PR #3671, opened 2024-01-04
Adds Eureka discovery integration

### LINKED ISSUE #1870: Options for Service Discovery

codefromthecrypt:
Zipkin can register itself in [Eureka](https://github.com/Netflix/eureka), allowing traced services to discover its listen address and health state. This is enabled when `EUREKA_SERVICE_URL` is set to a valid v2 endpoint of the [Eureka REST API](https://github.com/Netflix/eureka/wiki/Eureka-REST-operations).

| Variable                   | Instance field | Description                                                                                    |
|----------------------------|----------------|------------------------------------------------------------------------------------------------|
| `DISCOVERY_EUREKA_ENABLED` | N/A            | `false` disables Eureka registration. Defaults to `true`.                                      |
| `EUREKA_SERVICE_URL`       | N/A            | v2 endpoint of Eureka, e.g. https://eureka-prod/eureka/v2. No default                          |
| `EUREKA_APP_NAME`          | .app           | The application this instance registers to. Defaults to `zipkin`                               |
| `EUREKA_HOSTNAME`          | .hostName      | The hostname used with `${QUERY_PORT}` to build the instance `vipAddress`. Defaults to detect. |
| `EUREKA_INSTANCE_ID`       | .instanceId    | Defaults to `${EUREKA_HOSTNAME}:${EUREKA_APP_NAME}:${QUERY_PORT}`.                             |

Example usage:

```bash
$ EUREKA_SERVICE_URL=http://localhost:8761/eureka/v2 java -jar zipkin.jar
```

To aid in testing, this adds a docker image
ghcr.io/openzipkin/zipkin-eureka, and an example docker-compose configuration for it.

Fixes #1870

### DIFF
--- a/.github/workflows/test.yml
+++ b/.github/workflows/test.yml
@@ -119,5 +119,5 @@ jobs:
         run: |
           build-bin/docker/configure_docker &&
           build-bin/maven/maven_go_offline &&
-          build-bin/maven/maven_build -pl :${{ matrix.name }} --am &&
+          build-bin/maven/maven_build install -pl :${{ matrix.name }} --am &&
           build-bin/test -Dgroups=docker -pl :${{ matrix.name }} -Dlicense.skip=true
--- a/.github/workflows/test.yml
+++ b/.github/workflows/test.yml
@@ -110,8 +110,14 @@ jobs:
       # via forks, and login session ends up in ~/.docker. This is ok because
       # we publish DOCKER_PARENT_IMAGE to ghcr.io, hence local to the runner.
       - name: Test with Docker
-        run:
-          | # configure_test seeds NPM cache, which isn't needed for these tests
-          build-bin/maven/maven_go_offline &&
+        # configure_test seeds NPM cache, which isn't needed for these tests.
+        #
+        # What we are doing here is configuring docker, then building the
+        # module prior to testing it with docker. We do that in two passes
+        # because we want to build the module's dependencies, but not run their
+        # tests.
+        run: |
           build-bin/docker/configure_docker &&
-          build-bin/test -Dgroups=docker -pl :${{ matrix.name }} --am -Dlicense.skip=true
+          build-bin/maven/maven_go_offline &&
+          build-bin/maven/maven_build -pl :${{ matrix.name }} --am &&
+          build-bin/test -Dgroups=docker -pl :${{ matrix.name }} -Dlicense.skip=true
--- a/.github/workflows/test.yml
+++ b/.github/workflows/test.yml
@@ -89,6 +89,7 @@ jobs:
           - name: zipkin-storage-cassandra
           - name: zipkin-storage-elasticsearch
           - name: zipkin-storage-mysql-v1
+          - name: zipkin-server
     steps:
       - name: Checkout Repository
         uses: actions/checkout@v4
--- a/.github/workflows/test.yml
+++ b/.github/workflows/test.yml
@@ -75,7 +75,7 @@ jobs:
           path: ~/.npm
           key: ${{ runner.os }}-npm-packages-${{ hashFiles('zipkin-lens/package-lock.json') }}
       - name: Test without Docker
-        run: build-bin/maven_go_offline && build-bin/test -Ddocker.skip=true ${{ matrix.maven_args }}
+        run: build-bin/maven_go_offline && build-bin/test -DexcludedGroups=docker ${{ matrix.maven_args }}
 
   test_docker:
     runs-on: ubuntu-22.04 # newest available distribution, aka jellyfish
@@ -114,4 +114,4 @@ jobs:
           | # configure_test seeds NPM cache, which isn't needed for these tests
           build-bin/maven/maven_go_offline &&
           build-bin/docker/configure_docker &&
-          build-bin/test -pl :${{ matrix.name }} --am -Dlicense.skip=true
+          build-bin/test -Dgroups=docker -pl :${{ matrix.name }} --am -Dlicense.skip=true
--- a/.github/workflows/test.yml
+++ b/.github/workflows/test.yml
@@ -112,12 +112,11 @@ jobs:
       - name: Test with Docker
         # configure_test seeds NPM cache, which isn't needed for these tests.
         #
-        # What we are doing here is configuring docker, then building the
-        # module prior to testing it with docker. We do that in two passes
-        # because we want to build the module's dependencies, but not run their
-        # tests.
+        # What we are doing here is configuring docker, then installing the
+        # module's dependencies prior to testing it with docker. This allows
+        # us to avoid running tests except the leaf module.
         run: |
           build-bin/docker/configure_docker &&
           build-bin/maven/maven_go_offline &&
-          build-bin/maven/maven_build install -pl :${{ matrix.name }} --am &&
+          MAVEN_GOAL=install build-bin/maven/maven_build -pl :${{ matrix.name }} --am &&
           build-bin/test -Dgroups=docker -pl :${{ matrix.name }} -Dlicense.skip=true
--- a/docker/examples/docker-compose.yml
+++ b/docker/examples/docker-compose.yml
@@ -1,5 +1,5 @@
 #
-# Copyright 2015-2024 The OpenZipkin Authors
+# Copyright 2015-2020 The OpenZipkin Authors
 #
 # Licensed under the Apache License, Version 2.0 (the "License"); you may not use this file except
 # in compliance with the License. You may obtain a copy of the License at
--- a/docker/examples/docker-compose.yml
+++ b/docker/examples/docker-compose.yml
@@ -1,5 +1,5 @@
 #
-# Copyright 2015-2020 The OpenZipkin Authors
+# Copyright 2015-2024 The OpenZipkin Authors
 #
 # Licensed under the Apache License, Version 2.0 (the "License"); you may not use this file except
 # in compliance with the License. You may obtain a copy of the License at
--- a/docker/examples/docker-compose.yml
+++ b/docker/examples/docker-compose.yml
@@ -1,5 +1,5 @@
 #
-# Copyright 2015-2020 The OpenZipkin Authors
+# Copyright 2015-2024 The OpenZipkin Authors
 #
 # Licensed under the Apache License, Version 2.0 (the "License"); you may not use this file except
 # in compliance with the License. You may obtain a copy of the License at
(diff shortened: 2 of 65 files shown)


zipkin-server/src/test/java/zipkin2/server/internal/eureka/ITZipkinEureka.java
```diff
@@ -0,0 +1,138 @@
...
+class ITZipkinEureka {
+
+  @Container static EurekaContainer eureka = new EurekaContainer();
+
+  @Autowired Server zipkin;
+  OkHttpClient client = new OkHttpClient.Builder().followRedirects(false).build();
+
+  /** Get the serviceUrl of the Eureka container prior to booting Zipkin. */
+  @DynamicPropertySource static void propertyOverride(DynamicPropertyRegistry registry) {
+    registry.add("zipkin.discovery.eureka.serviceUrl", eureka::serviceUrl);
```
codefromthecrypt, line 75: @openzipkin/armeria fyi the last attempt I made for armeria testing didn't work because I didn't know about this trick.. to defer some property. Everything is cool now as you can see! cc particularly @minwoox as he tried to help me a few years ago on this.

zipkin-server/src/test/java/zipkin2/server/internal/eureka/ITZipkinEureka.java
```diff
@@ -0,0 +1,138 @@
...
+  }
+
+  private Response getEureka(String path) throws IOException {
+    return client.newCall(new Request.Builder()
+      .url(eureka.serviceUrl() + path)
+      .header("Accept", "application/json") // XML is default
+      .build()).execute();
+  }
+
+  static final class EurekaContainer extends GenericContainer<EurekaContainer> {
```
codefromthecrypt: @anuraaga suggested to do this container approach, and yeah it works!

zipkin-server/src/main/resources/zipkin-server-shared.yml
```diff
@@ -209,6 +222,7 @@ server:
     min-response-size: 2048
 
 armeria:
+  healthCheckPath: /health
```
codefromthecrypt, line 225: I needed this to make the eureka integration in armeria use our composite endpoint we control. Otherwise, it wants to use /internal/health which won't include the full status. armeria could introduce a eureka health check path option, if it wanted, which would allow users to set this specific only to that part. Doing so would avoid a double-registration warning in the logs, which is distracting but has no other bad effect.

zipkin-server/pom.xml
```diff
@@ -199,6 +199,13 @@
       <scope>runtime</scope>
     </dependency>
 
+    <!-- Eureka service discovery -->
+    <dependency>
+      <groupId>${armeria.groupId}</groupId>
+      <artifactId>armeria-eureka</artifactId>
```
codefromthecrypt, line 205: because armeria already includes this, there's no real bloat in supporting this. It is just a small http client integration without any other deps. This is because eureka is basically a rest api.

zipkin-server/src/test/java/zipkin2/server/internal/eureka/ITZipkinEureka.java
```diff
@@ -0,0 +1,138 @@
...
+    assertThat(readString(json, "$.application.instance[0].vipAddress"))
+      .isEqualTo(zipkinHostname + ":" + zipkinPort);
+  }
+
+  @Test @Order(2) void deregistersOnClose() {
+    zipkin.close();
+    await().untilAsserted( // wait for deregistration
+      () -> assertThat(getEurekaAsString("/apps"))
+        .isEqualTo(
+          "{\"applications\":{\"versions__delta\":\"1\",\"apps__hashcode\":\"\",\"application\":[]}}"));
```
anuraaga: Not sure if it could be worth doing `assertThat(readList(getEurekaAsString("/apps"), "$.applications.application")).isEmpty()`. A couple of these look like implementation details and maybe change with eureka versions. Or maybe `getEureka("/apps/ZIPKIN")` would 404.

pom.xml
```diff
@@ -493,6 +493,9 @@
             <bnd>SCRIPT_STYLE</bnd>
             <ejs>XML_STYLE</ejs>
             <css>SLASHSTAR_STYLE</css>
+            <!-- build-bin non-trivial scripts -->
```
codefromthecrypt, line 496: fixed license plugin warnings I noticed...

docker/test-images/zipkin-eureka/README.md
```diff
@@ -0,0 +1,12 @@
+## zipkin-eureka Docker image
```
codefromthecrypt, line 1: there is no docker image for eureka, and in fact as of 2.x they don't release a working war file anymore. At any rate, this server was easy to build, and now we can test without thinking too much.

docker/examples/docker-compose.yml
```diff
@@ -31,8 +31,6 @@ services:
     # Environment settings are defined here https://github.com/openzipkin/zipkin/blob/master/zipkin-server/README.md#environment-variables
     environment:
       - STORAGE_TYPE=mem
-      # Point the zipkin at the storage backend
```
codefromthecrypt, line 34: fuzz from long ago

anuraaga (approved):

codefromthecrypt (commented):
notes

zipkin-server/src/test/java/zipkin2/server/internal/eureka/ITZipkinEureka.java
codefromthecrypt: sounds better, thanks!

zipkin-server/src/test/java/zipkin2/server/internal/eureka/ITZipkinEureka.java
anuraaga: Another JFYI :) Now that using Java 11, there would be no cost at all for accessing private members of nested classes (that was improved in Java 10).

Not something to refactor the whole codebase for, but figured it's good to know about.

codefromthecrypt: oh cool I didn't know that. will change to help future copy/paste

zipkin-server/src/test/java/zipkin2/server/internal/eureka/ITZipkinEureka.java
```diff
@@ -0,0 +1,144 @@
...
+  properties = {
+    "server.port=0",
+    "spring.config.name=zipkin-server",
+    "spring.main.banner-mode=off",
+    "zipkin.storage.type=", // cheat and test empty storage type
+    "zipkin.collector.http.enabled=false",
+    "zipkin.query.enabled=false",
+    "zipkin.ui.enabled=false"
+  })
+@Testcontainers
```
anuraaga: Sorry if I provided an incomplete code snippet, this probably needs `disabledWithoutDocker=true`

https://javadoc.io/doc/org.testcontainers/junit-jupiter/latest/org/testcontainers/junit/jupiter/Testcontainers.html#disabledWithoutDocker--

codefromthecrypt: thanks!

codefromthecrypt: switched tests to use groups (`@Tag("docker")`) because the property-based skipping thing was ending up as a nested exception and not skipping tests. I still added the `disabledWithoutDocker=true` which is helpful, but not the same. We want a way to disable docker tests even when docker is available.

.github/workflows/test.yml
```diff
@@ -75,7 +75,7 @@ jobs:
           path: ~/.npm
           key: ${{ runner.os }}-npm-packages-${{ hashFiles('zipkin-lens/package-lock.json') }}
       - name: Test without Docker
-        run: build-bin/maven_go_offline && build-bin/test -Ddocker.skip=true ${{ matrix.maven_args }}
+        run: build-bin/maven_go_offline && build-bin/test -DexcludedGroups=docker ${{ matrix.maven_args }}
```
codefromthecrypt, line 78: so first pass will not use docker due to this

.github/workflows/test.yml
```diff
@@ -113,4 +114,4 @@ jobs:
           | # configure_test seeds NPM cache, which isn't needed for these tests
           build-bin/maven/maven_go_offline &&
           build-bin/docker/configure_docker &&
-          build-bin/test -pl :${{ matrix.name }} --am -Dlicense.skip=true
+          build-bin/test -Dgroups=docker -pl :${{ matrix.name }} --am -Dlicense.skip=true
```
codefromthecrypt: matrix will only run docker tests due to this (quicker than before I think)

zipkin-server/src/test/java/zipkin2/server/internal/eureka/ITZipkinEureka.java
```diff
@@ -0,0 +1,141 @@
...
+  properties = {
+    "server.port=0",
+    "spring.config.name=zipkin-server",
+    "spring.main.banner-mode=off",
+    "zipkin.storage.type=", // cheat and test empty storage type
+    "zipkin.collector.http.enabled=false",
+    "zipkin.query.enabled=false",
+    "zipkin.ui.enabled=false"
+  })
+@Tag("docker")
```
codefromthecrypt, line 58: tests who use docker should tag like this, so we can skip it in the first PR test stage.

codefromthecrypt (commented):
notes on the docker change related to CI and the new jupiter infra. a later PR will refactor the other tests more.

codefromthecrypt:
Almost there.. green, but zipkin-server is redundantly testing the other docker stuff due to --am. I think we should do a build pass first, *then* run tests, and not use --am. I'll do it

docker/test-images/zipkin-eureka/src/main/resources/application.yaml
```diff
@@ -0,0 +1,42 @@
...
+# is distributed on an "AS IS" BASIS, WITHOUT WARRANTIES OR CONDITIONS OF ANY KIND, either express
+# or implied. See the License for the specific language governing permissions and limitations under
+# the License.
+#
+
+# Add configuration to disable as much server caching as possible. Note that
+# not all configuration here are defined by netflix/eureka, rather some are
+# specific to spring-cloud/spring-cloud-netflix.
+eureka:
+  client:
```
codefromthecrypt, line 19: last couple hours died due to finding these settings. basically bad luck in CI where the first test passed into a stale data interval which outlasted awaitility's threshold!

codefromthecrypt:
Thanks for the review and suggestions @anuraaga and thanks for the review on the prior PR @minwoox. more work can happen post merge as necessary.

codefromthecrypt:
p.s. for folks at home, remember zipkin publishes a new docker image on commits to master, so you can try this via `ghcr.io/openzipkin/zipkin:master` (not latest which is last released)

──────

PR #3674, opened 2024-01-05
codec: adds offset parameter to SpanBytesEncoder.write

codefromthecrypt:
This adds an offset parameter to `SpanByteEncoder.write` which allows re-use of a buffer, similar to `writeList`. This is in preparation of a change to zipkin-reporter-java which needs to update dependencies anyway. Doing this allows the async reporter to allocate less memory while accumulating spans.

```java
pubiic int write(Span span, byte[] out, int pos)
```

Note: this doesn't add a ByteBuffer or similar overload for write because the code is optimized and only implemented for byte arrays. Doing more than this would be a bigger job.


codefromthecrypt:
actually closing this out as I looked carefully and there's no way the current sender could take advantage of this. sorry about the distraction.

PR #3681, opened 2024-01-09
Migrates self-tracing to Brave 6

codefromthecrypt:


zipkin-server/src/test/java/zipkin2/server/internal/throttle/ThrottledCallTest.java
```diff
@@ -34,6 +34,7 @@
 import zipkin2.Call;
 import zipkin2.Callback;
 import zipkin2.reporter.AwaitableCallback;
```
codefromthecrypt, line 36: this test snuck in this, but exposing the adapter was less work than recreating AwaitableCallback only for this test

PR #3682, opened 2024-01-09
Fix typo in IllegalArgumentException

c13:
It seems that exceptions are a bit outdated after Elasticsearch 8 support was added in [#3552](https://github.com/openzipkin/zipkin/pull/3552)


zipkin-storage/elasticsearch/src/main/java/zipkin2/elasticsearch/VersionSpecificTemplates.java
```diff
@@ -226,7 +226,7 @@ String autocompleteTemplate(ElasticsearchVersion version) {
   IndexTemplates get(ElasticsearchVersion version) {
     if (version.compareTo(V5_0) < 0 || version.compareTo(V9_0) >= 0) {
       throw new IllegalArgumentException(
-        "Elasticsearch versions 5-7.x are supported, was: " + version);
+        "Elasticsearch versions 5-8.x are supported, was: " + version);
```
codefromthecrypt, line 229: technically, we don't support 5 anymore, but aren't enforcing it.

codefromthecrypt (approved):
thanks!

──────

From the material given, work out how many lines hold the string "much"; state that number and nothing further.

2